§ Work to be completed: Go through the entries and copy every line that has the string "opened" in it.

§ Source information:
PR #143, opened 2023-11-27
Attach firewall when creating nodebalancer

### LINKED ISSUE #142: Support Firewall attachments to nodebalancers
## General:

----

## Feature Requests:
* [ ] Have you explained your rationale for why this feature is needed? 
* [x] Have you offered a proposed implementation/solution? 

Support attaching a firewall to a node-balancer. The preferred approach would be to attach this by setting an annotation on the service. The ccm should attach the firewall specified in the annotation `service.beta.kubernetes.io/linode-loadbalancer-firewall-id` .

rammanoj:
Fixes #142 

**Changes:**
- Upgrade Linodego dependency to the latest available version v1.25.0 and fix the existing unit-test failures due to the changes.
- Add support to attach firewall to node balancer when creating a node balancer. 
  - Add corresponding unit-tests:
     - Create NodeBalancer without a firewall
     - Create NodeBalancer with an invalid firewall ID
     - Create NodeBalaner with a valid firewall ID

### General:

### Pull Request Guidelines:

1. [X] Does your submission pass tests?
1. [x] Have you added tests? 
1. [X] Have you linked your PR to an [open issue](https://blog.github.com/2013-05-14-closing-issues-via-pull-requests/)


cloud/linode/loadbalancers.go
```diff
@@ -510,7 +511,7 @@ func (l *loadbalancers) getLoadbalancerTags(ctx context.Context, service *v1.Ser
 	return []string{}
 }
 
-func (l *loadbalancers) createNodeBalancer(ctx context.Context, clusterName string, service *v1.Service, configs []*linodego.NodeBalancerConfigCreateOptions) (lb *linodego.NodeBalancer, err error) {
+func (l *loadbalancers) createNodeBalancer(ctx context.Context, clusterName string, service *v1.Service, configs []*linodego.NodeBalancerConfigCreateOptions, firewallId int) (lb *linodego.NodeBalancer, err error) {
```
schinmai-akamai, line 514: does the firewallID need to be passed in here? 
Can we look it up like we do the Tags?

schinmai-akamai:
I think you have to run `go mod tidy` to fix the lint issues

Makefile
```diff
@@ -17,7 +17,7 @@ codegen:
 .PHONY: lint
 lint:
 	docker run --rm -v "$(shell pwd):/var/work:ro" -w /var/work \
-		golangci/golangci-lint:v1.44.0 golangci-lint run -v --timeout=5m
+		golangci/golangci-lint:v1.46.0 golangci-lint run -v --timeout=5m
```
okokes-akamai, line 20: If we're updating golangci-lint (why are we doing this in this PR?) then maybe bump it all the way to 1.55.2 or whatever is the latest.

cloud/linode/fake_linode_test.go
```diff
@@ -17,6 +17,8 @@ import (
 	"github.com/linode/linodego"
 )
 
+const apiVersion = "v4"
```
okokes-akamai, line 20: Looks like you're doing two PRs in one - updating linodego and this firewall attachment stuff - can you then clean up the PRs, please? I was under the impression we'd do these two PRs in succession, but since you're doing both, it'd be good for this to be cleaned up.

cloud/linode/loadbalancers.go
```diff
@@ -510,18 +511,40 @@ func (l *loadbalancers) getLoadbalancerTags(ctx context.Context, service *v1.Ser
...
+
 	createOpts := linodego.NodeBalancerCreateOptions{
 		Label:              &label,
 		Region:             l.zone,
 		ClientConnThrottle: &connThrottle,
 		Configs:            configs,
 		Tags:               tags,
 	}
+
+	if firewallID != -1 {
```
okokes-akamai, line 545: I'm not a huge fan of sentinel values. For this to be what I'd expect in idiomatic Go code, it'd have to be either `value, ok, error` as return values of the `getLoadBalancerFirewallID` method. Or the error should be comparable to a "firewall not found" error, so that we know if the return value is usable or not.

okokes-akamai: I'd maybe go as far as inlining the getLoadBalancerFirewallID method here, it's simple enough and it makes error handling more direct.

cloud/linode/loadbalancers.go
```diff
@@ -510,18 +511,40 @@ func (l *loadbalancers) getLoadbalancerTags(ctx context.Context, service *v1.Ser
...
+	}
+
+	firewallID, err := strconv.Atoi(fwid)
+	if err != nil {
+		return -1, err
+	}
+	return firewallID, nil
+}
+
 func (l *loadbalancers) createNodeBalancer(ctx context.Context, clusterName string, service *v1.Service, configs []*linodego.NodeBalancerConfigCreateOptions) (lb *linodego.NodeBalancer, err error) {
```
okokes-akamai, line 527: Unit tests are missing for this flow.

cloud/linode/loadbalancers.go
```diff
@@ -510,18 +511,40 @@ func (l *loadbalancers) getLoadbalancerTags(ctx context.Context, service *v1.Ser
...
 		Region:             l.zone,
 		ClientConnThrottle: &connThrottle,
 		Configs:            configs,
 		Tags:               tags,
 	}
+
+	if firewallID != -1 {
+		createOpts.FirewallID = firewallID
+	}
 	return l.client.CreateNodeBalancer(ctx, createOpts)
```
okokes-akamai, line 548: We're only doing the `Read`/`Create` paths of all the CRUD operations we'd want to support. I understand there are limitations to what linodego supports at this point, but I'm not sure we should be merging in something that doesn't even support modification or deletion (!).

okokes-akamai (changes requested):

go.mod
```diff
@@ -6,10 +6,9 @@ require (
 	github.com/appscode/go v0.0.0-20200323182826-54e98e09185a
 	github.com/getsentry/sentry-go v0.4.0
 	github.com/golang/mock v1.6.0
-	github.com/linode/linodego v0.32.2
-	github.com/pkg/errors v0.9.1
+	github.com/linode/linodego v1.25.0
```
mabojars, line 9: Linodego is upgraded significantly here, but not in [e2e/go.mod](https://github.com/rammanoj/linode-cloud-controller-manager/blob/56d93e8b98f38e30c94c2820b36fcf30efaa15d8/e2e/go.mod#L9C17-L9C17). Is there any reason for this mismatch?

Makefile
rammanoj: This is not an intended change for this PR but the upgrade of linodego lead causing https://github.com/golangci/golangci-lint-action/issues/448 issue on linodego package. I had to upgrade it to latest compatible version for it to work. 

I already tried upgrading it to the latest version (1.55.2). In this case, it's flagging multiple issues in the existing code (not the one being edited on the PR). That's the reason, I have upgraded it to the lowest compatible version.

I guess upgrading it to 1.55.2 might require a PR of it's own.

cloud/linode/loadbalancers.go
rammanoj: @okokes-akamai, It's not a limitation from the linodego. It's a limitation of the linode API itself. It doesn't yet support updating/deleting the firewalls on the nodeBalancer. https://github.com/linode/linode-api-docs/pull/863/files contains changes to linode API. Since upgrades and deletes are not supported yet, this feature could probably be called an alpha/something related in the documentation.

go.mod
rammanoj: I missed upgrading it. I'll work on it. Thanks!

rammanoj: The existing e2e tests are already breaking! When I tried executing them without any changes from existing PR, these are breaking! The terraform is not able to find `python` on one of the linodes!
PFA image and the detailed log of the tests.
image
[log.txt](https://github.com/linode/linode-cloud-controller-manager/files/13503877/log.txt)

Since these are already breaking. Fixing these tests and upgrading the linodego in it could be taken on a separate PR.

okokes-akamai:
I have one last comment about testing, but otherwise it looks good.

The one big problem with this is that it only supports creation, which is just... insufficient. I understand we're limited by the Linode API, but given this, we should really make sure this is super alpha, not something that should be used beyond some testing. (cc @schinmai-akamai)

okokes-akamai:
Turns out it should be possible to remove firewalls from nodebalancer by using [DeleteFirewallDevice](https://pkg.go.dev/github.com/linode/linodego#Client.DeleteFirewallDevice) (thanks, Tarun, for pointing this out). So if we're going the creation route, we should also incorporate this (if possible).

rammanoj:
> Turns out it should be possible to remove firewalls from nodebalancer by using [DeleteFirewallDevice](https://pkg.go.dev/github.com/linode/linodego#Client.DeleteFirewallDevice) (thanks, Tarun, for pointing this out). So if we're going the creation route, we should also incorporate this (if possible).

Yup, the devices on the firewalls could be updated or deleted. I will be incorporating these changes as well!

cloud/linode/loadbalancers_test.go
```diff
@@ -233,11 +241,24 @@ func testCreateNodeBalancer(t *testing.T, client *linodego.Client, _ *fakeAPI) {
 		},
 	}
 
+	var errExpected error
```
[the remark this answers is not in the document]
rammanoj: @okokes-akamai Thanks for your comments, I tried table tests by creating a function named `testCreateNodeBalancerOperations`. It included all the newly added 3 tests as table tests. But this is creating issues with the client! Every test requires a new instance of the client. Reusing the same instance of client's returning 4 configs when `ListNodeBalancerConfigs` is called! 

So, I've taken the easier approach and returned the error from `testCreateNodeBalancer` and compared the error in each of the individualized tests.

rammanoj:
> Turns out it should be possible to remove firewalls from nodebalancer by using [DeleteFirewallDevice](https://pkg.go.dev/github.com/linode/linodego#Client.DeleteFirewallDevice) (thanks, Tarun, for pointing this out). So if we're going the creation route, we should also incorporate this (if possible).

The linodego doesn't yet have the ability to list firewalls of a nodebalancer. The update feature can be added as soon as the ability has been added (https://jira.linode.com/browse/TPT-2535)

luthermonson:
> > Turns out it should be possible to remove firewalls from nodebalancer by using [DeleteFirewallDevice](https://pkg.go.dev/github.com/linode/linodego#Client.DeleteFirewallDevice) (thanks, Tarun, for pointing this out). So if we're going the creation route, we should also incorporate this (if possible).
> 
> The linodego doesn't yet have the ability to list firewalls of a nodebalancer. The update feature can be added as soon as the ability has been added (https://jira.linode.com/browse/TPT-2535)

https://github.com/linode/linode-cloud-controller-manager/issues/146

cloud/linode/loadbalancers_test.go
```diff
@@ -285,6 +290,37 @@ func testCreateNodeBalancer(t *testing.T, client *linodego.Client, _ *fakeAPI) {
 	}
 
 	defer func() { _ = lb.EnsureLoadBalancerDeleted(context.TODO(), "linodelb", svc) }()
+	return nil
+}
+
+func testCreateNodeBalancerWithOutFirewall(t *testing.T, client *linodego.Client, f *fakeAPI) {
+	err := testCreateNodeBalancer(t, client, f, nil)
+	if !reflect.DeepEqual(err, nil) {
```
okokes-akamai, line 298: No need to `DeepEqual` with nil, a simple comparison is sufficient. (same in the test below)

cloud/linode/loadbalancers_test.go
```diff
@@ -285,6 +290,37 @@ func testCreateNodeBalancer(t *testing.T, client *linodego.Client, _ *fakeAPI) {
...
+		t.Error("unexpected error")
```
okokes-akamai, line 299: Can you maybe squash these three lines (here and in the other two test cases) into a single line, something like `t.Fatalf("expected a nil error, got %v" err)`?

cloud/linode/loadbalancers_test.go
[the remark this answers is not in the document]
okokes-akamai: Looks good!

okokes-akamai (approved):

PR #341, opened 2025-03-03
[fix] : use latest node object when processing node update request

rahulait:
### General:
This PR now makes sure most recent node request is processed. Currently, in case of 429 or 5XX errors, we are re-queueing the request after a minute to retry again. If linodeAPI is down for some reason or we are getting rate limited, those requests will get re-queued. We also get node update requests every 5 mins and if they also fail, they also end up getting queued. We saw that we were making multiple requests again and again which kept on increasing over time when we encountered 429 or 5XX API errors. This PR addresses that and keeps track of time when the most recent node update request was made for a node. All prior requests which are in queue or are waiting to be queued due to AddAfter() will get ignored once it tries to process them and will always process the most recent request. 

Here is the memory usage graph for CCM before and after fix (after intentionally making CCM to requeue requests to mimic behavior on 429 or 5XX errors):
Screenshot 2025-03-08 at 2 40 23 PM

### Pull Request Guidelines:

1. [x] Have you added tests? 

### DIFF
--- a/cloud/linode/instances_test.go
+++ b/cloud/linode/instances_test.go
@@ -17,7 +17,6 @@ import (
 	cloudprovider "k8s.io/cloud-provider"
 
 	"github.com/linode/linode-cloud-controller-manager/cloud/linode/client/mocks"
-
 )
 
 const (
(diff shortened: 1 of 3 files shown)


AshleyDumaine (approved):

komer3 (approved):
lgtm!

PR #345, opened 2025-03-06
[CI] Golangci-lint update part 3

Andrews2024:
### General:
This is the third update to the linting configuration for the repository. This resolves errors for the following linters:
* forcetypeassert
* govet
* thelper

After attempting to resolve errors raised by paralleltest, many tests broke completely or were flaky. Therefore, I'm leaving paralleltest out of the configuration with a note on why.

### Pull Request Guidelines:


.github/workflows/build-test.yml
```diff
@@ -74,9 +76,7 @@ jobs:
         run: make vet
 
       - name: lint
-        uses: golangci/golangci-lint-action@v6
-        with:
-          version: v1.64.5
+        run: make lint
```
rahulait, line 79: `make lint` uses latest version of golangci-lint and we wanted to avoid that to prevent broken GHAs when a new release is incompatible with the repo. We left it in workflow file so that dependabot can manage its updates.
https://github.com/linode/linode-cloud-controller-manager/pull/226#issuecomment-2538367324

Andrews2024: In this particular instance it doesn't seem to be an issue with versioning, but rather some discrepancy between the CLI tool and the GHA. Using v1.64.5 locally doesn't produce the same error as the GHA.

rahulait (approved):

PR #352, opened 2025-03-11
Disable service account when rbac disabled

rammanoj:
### General:

Disable service account when rbac disabled

### Pull Request Guidelines:

1. [ ] Have you added tests? 

### DIFF
--- a/deploy/chart/templates/daemonset.yaml
+++ b/deploy/chart/templates/daemonset.yaml
@@ -18,7 +18,9 @@ spec:
       labels:
         app: ccm-linode
     spec:
+      {{- if ne .Values.rbacEnabled false }}
       serviceAccountName: ccm-linode
+      {{- end }}
       {{- with .Values.securityContext }}
       securityContext:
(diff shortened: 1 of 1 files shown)


deploy/chart/templates/daemonset.yaml
```diff
@@ -35,7 +37,11 @@ spec:
       tolerations:
       {{- toYaml . | nindent 8 }}
       {{- end }}
-      hostNetwork: {{ default true .Values.enableHostNetwork }}
+      {{- if ne .Values.enableHostNetwork false }}
+      hostNetwork: true
+      {{- else }}
+      hostNetwork: false
+      {{- end }}
```
rahulait, line 44: Do we need this change? Can we just make sure we have false and not "false" in values.yaml to make sure its set correctly?

rammanoj: fair enough. I was trying to get the value commented in values.yaml. But I think having a definition is much more simpler.

rahulait (approved):

PR #357, opened 2025-03-17
[test] Subnet filter testing

Andrews2024:
### General:
This PR adds a chainsaw test to verify that CCM correctly manages nodes on a subnet specified by the `--subnet-names` flag. There is a new make target for setting up the second cluster on a second subnet of the VPC used by the first cluster. The first cluster should manage nodes on the default subnet, while the second cluster should manage nodes on the testing subnet.

### Pull Request Guidelines:

1. [X] Have you added tests? 


Makefile
```diff
@@ -14,16 +14,21 @@ HELM_VERSION            ?= v3.16.3
 # Dev Setup
 #####################################################################
 CLUSTER_NAME            ?= ccm-$(shell git rev-parse --short HEAD)
+SUBNET_CLUSTER_NAME     ?= subnet-testing
```
rahulait, line 17: this might have issues if there are two PRs running this test at the same time. We'll need unique cluster names.

Makefile
```diff
@@ -207,6 +213,27 @@ e2e-test-bgp:
...
+e2e-test-subnet: 
+	# Generate cluster manifests for second cluster
+	SUBNET_NAME=testing CLUSTER_NAME=$(SUBNET_CLUSTER_NAME) MANIFEST_NAME=$(SUBNET_MANIFEST_NAME) VPC_NAME=$(CLUSTER_NAME) \
+		VPC_NETWORK_CIDR=172.16.0.0/16 K8S_CLUSTER_CIDR=172.16.64.0/18 make generate-capl-cluster-manifests
+	# Follow create-capl-cluster steps minus NodeHealthy=true step (times out otherwise)
+	kubectl apply -f $(SUBNET_MANIFEST_NAME).yaml
+	kubectl wait --for=condition=ControlPlaneReady cluster/$(SUBNET_CLUSTER_NAME) --timeout=600s || (kubectl get cluster -o yaml; kubectl get linodecluster -o yaml; kubectl get linodemachines -o yaml)
+	clusterctl get kubeconfig $(SUBNET_CLUSTER_NAME) > $(SUBNET_KUBECONFIG_PATH)
+	KUBECONFIG=$(SUBNET_KUBECONFIG_PATH) kubectl wait --for=condition=Ready nodes --all --timeout=600s
+	KUBECONFIG=$(SUBNET_KUBECONFIG_PATH) kubectl taint nodes -l node-role.kubernetes.io/control-plane node-role.kubernetes.io/control-plane-
```
rahulait, line 226: Can we re-use `make create-capl-cluster` by setting correct env vars here?

Andrews2024: I found this step of `create-caple-cluster` consistently timed out when setting up the second cluster: `kubectl wait --for=condition=NodeHealthy=true machines -l cluster.x-k8s.io/cluster-name=$(CLUSTER_NAME) --timeout=900s`. It seemed to fail even when the cluster itself was actually usable for testing.

Makefile
rahulait: yeah. We need to make sure we don't exceed the name limits. Example: https://github.com/linode/cluster-api-provider-linode/blob/main/e2e/capl-cluster-flavors/kubeadm-capl-cluster/chainsaw-test.yaml#L18-L21

Makefile
rahulait: Yeah that will happen because CCM is not started with `--subnet-names` flag set correctly, so it will fail to set node addresses as they won't be there in cache. We'll need to patch the generated yaml before apply to set CCM's subnet name in it and then it should work fine.

Makefile
```diff
@@ -207,6 +213,29 @@ e2e-test-bgp:
...
+	# Add subnetNames to HelmChartProxy	
+	yq e 'select(.kind == "HelmChartProxy" and .spec.chartName == "ccm-linode").spec.valuesTemplate' $(SUBNET_MANIFEST_NAME).yaml > tmp.yaml
+	yq -i e '.routeController  += {"subnetNames": "testing"}' tmp.yaml
+	yq -i e '.routeController.vpcNames = "{{.InfraCluster.spec.vpcRef.name}}"' tmp.yaml
+	yq -i e 'select(.kind == "HelmChartProxy" and .spec.chartName == "ccm-linode").spec.valuesTemplate = load_str("tmp.yaml")' $(SUBNET_MANIFEST_NAME).yaml
+	rm tmp.yaml
+	# Create the second cluster
+	MANIFEST_NAME=$(SUBNET_MANIFEST_NAME) CLUSTER_NAME=$(SUBNET_CLUSTER_NAME) KUBECONFIG_PATH=$(SUBNET_KUBECONFIG_PATH) \
+		make create-capl-cluster
+	# Patch both cluster CCM daemonsets with --subnet-names
```
rahulait, line 230: I think you need this as well?
```
KUBECONFIG_PATH=$(SUBNET_KUBECONFIG_PATH) make patch-linode-ccm
```

rahulait:
Since we use pull_request_target, checks run against the PR branch don't run the subnet test. Once we merge the PR, this will start running as well. LGTM

rahulait (approved):

PR #366, opened 2025-03-31
[feat] : enable nodeipamcontroller within CCM

rahulait:
### General:
This PR enables CCM to also do node IPAM management. To enable nodeipam-controller, one needs to set `--allocate-node-cidrs` along with `cluster-cidr` flag.

```yaml
spec:
  template:
    spec:
      containers:
        - name: ccm-linode
          args:
            - --allocate-node-cidrs=true
            - --cluster-cidr=10.192.0.0/10
```

### Pull Request Guidelines:

1. [x] Have you added tests? 


cloud/linode/nodeipamcontroller.go
```diff
@@ -0,0 +1,167 @@
...
+	ctx := wait.ContextForChannel(stopCh)
+
+	nodeIpamController, err := nodeipamcontroller.NewNodeIpamController(
+		ctx,
+		nodeInformer,
+		cloud,
+		kubeclient,
+		clusterCIDRs,
+		serviceCIDR,
+		secondaryServiceCIDR,
```
komer3, line 112: question: Do we need to pass this empty pointer? We aren't setting it yet since the code block above this commented

rahulait: This is modified version of upstream https://github.com/kubernetes/kubernetes/blob/master/cmd/cloud-controller-manager/nodeipamcontroller.go. Even there, if the flag is not set, empty pointer is passed and underlying code does the handling. So we should be good as we don't intend to set or use it.

komer3 (approved):
LGTM!

PR #423, opened 2025-07-22
[improvement] : allow passing vpcids and subnetids to ccm

rahulait:
### General:

This PR adds two new flags to CCM (`--vpc-ids` and `--subnet-ids`). This will allow someone to specify ids instead of names when starting CCM.

Key changes:
Added --vpc-ids and --subnet-ids command-line flags as IntSlice types
Changed existing --vpc-names and --subnet-names flags from string to StringSlice types
Added validation logic to ensure only one approach (names or IDs) is used at a time

### Pull Request Guidelines:

1. [x] Have you added tests? 

### DIFF
--- a/docs/configuration/environment.md
+++ b/docs/configuration/environment.md
@@ -34,28 +34,28 @@ The CCM can be configured using environment variables and flags. Environment var
 
 The CCM supports the following flags:
 
-| Flag | Default | Description |
-|------|---------|-------------|
-| `--linodego-debug` | `false` | Enables debug output for the LinodeAPI wrapper |
-| `--enable-route-controller` | `false` | Enables route_controller for CCM |
-| `--enable-token-health-checker` | `false` | Enables Linode API token health checker |
-| `--vpc-names` | `[]` | Comma separated VPC names whose routes will be managed by route-controller |
-| `--subnet-names` | `["default"]` | Comma separated subnet names whose routes will be managed by route-controller (requires vpc-names flag) |
-| `--vpc-ids` | `[]` | Comma separated VPC ids whose routes will be managed by route-controller |
-| `--subnet-ids` | `[]` | Comma separated subnet ids whose routes will be managed by route-controller (requires vpc-ids flag) |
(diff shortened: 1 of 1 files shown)


cloud/linode/vpc.go
```diff
@@ -170,3 +167,107 @@ func getNodeBalancerBackendIPv4SubnetID(client client.Client) (int, error) {
...
+	subnetNames := []string{}
+	for _, subnetID := range Options.SubnetIDs {
+		subnet, err := client.GetVPCSubnet(context.TODO(), vpcID, subnetID)
+		if err != nil {
+			return nil, fmt.Errorf("failed to get subnet %d for VPC %d: %w", subnetID, vpcID, err)
+		}
+
+		subnetIDs[subnet.Label] = subnet.ID
+		subnetNames = append(subnetNames, subnet.Label)
+	}
```
scmeggitt, line 226: won't this still lead to the same problem if the subnet name is changed? Since we are just grabbing the label at one point in time?

rahulait: Nope. We store everything in the cache and then it always looks into the cache.
vpcIDs and subnetIDs are the two caches it builds at startup and then uses going forward.

rahulait: Nope. If someone updates vpcname/subnetname and CCM is restarted, it will again try to get the label for the passed vpcid/subnetid and store the updated name in its cache and continue working. When logging, it will log the vpc/subnet names instead of ids which are more readable/human friendly than the ids.

scmeggitt: ahh ok I missed the vpcID logic since that was already there. Makes a lot more sense to me now.

Only other comment would be why can't you use ids and names?

rahulait: You mean flipping the logic and using ids instead of names? Or you meant combination of vpcname+subnetid?
I didn't flip the logic as that would mean all existing tests would start failing and that would be a much bigger change and touch most of the functionality of CCM.

scmeggitt: the combination, but it really isn't that important. One or the other is fine with me.

komer3 (approved):

PR #437, opened 2025-08-14
[feat] Add IP Reservation support for Services backed by NodeBalancers

hcwagner:
This PR is focused on adding support for IP Reservation while using NodeBalancers as a Service LoadBalancer. This assume that the customer has:

Reserved an IP through Linode CLI, CM, terraform, etc.
Supplies the reserved IP attached to their account through the provided Annotation


komer3 (approved):
LGTM!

§ Written response:
PR #143, opened 2023-11-27
PR #341, opened 2025-03-03
PR #345, opened 2025-03-06
PR #352, opened 2025-03-11
PR #357, opened 2025-03-17
PR #366, opened 2025-03-31
PR #423, opened 2025-07-22
PR #437, opened 2025-08-14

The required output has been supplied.